Dataset entries START
PR #245, opened 2026-07-01
feat(tools): Add WaveSpeed provider with profile-based model selection

keispace:
## Summary

Add WaveSpeed as a multi-model AI generation provider, on equal footing with the
existing providers (fal.ai, OpenAI, Google, etc.). It covers text-to-image,
image-to-video, and text-to-video generation through a single gateway, plugging
into the existing selector/registry machinery without changing default provider
selection or fallback behavior.

The one thing that differs from per-call providers: WaveSpeed's model for each task
type is chosen from profiles in `config.yaml` (`wavespeed.profiles`). The API key is
auth-only and is never used as a model-selection signal; an empty `model_id` means
"ask the user" rather than a guessed default.

## Related issue

Refs #   

## Changes

- **New provider tools** (auto-discovered via the registry, `capability` =
  `image_generation` / `video_generation`, `provider="wavespeed"`):
  `wavespeed_text_to_image`, `wavespeed_image_to_video`, `wavespeed_text_to_video`,
  backed by shared `tools/wavespeed_client.py`, `tools/wavespeed_generation.py`, and
  `lib/wavespeed_config.py`.
- **Profile-based model selection** in `config.yaml` (`default` / `fast` / `quality`
  profiles; per-task `model_id`; optional one-task override). `WAVESPEED_API_KEY` is
  auth-only; an empty `model_id` stops and asks rather than guessing.
- **Selector integration** — `image_selector` / `video_selector` gather WaveSpeed
  candidates alongside auto-discovered providers and score them normally. Changes to
  these two files are additive only (schema fields + candidate gathering + an
  `allowed_providers` filter); existing formatting/conventions are untouched.
- **Setup check**: `make wavespeed-doctor` (no-network, never triggers paid generation).
- **Schemas**: `schemas/tools/wavespeed_generation.schema.json`; provenance field added
  to `asset_manifest`.
- **Docs**: WaveSpeed section in `docs/PROVIDERS.md` (parity with the fal.ai section),
  reference `docs/WAVESPEED.md` + `docs/WAVESPEED_SMOKE_TEST.md`, README provider tables,
  Layer-3 skill `.agents/skills/wavespeed/SKILL.md`, `skills/INDEX.md`.

## Testing

- `make test` → **436 passed, 8 skipped**
- `make test-contracts` → **324 passeed tools satisfy the
  BaseTool contract)
- `make lint` → clean
- `make wavespeed-doctor` → no-network config check passes
- Registry discovery: 3 WaveSpeed tooct capabilities,
  no duplicate names; `image_selector` / `video_selector` route and report
  `get_status()` without errors.

## Checklist

- [x] The change is focused on a sing
- [x] I ran the relevant tests locally (`make test-contracts` / `make test`).
- [x] I updated docs/README if behavi


keispace:
# Update: expanded WaveSpeed coverage since initial review

I've pushed four follow-up commits that grow the WaveSpeed provider from the original 3 tools to 10 tools across 6 capabilities. Every new task type maps to an existing OpenMontage capability (nothing new invented), each tool is discovered through the registry/selectors like any other provider, and all model IDs are taken from the verified WaveSpeed catalog (no guessed IDs).

## Added commits

- 763b7fe — text-to-audio + digital-human
wavespeed_text_to_audio → tts (discovered by tts_selector; accepts the selector's text alias), wavespeed_digital_human → avatar. Fixes the earlier gap where these declared no capability/provider and were undiscoverable.
- b366c35 — image-edit + image-upscale + text-to-music
wavespeed_image_edit → image_generation (edit-eligible in image_selector), wavespeed_image_upscale → enhancement, wavespeed_text_to_music → music_generation. Generalizes run_wavespeed_generation to resolve a source image for image-input task types and to make the prompt optional for source-only tasks.
- c8cb7c0 — background-removal + lip-sync
wavespeed_background_removal → enhancement, wavespeed_lip_sync → avatar. Adds source-audio resolution (payload["audio"]) so lip_sync takes image + audio.
- d43ef23 — cleanup + test
Removes a dead WaveSpeedTaskConfig.mode field and adds an end-to-end selector-routing test.

## Capability coverage now

|    Capability    |          WaveSpeed tools          |
| -- | -- |
| image_generation | text_to_image, image_edit         |
| video_generation | text_to_video, image_to_video     |
| tts              | text_to_audio                     |
| music_generation | text_to_music                     |
| avatar           | digital_human, lip_sync           |
| enhancement      | image_upscale, background_removal |
              
## Notes for review
- No change to default provider selection or fallback behavior; the run_wavespeed_generation generalization leaves the existing 5 task types' behavior unchanged.
- Model IDs verified against the WaveSpeed catalog (e.g. bria/remove-background, wavespeed-ai/seedvr2/image, wavespeed-ai/ltx-2.3/lipsync, wavespeed-ai/ace-step-1.5). Empty model_id still stops and asks rather than guessing.
- make test → 445 passed, 8 skipped; make test-contracts and make lint green. New tools carry the full BaseTool contract and capability/discovery + behavior tests.

0xDevNinja (changes requested):
This is a broad, well-structured provider set — 10 tools discover cleanly, the BaseTool contracts are solid, secrets are handled correctly (Bearer header, not logged), and the 86-test suite passes. Default single-profile mode (`active_profile: default`, the shipped value) works end-to-end. I'm requesting changes because the PR's headline feature is silently non-functional and two paid-provider contracts are inaccurate. I checked out the head and verified each of these with `.venv/bin/python`.

**Blocker 1 — multi-profile mode (`active_profile: null`) never routes to WaveSpeed**

Every WaveSpeed tool's `get_status()` calls `resolve_wavespeed_task(<task>)` without passing the instance's `_wavespeed_profile` (e.g. `tools/graphics/wavespeed_text_to_image.py:87-93`). In null mode `resolve_wavespeed_task` raises `WaveSpeedConfigError` (`lib/wavespeed_config.py:123`), so `get_status()` returns `UNAVAILABLE` — even for a candidate the selector has just built with `_wavespeed_profile`/`_wavespeed_model_id` set. The selectors only admit `AVAILABLE` tools (`image_selector._tool_selectable` -> `get_status() == AVAILABLE`, used at `:303`), so those candidates are filtered right back out. Verified:

```
active_profile: null, WAVESPEED_API_KEY set
candidate w/ _wavespeed_profile='fast' -> get_status() = unavailable   # ignores the attr
```
Note `execute()` *does* honor `_wavespeed_profile`, so only `get_status()` is inconsistent. Net effect: with WaveSpeed as the only configured image provider in null mode, selection returns "no provider available" despite 3 valid models. Compounding it, `config.yaml:40` documents `null` as "Multi-provider mode" while the shipped value is `default` — the docs point users straight at the broken path, and the test that builds candidates never asserts they are *selectable*/`AVAILABLE`.

Fix: `get_status()` should honor `getattr(self, "_wavespeed_profile", None)` (pass it as `explicit_profile`), and add a null-mode selector test that asserts a candidate is actually selected.

**Blocker 2 — all 10 paid tools report `estimate_cost = 0.0`**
Dataset entries END
§ **Task**: Look above for lines with the word "based" and copy them all.

§ **Response area**:
feat(tools): Add WaveSpeed provider with profile-based model selection
- **Profile-based model selection** in `config.yaml` (`default` / `fast` / `quality`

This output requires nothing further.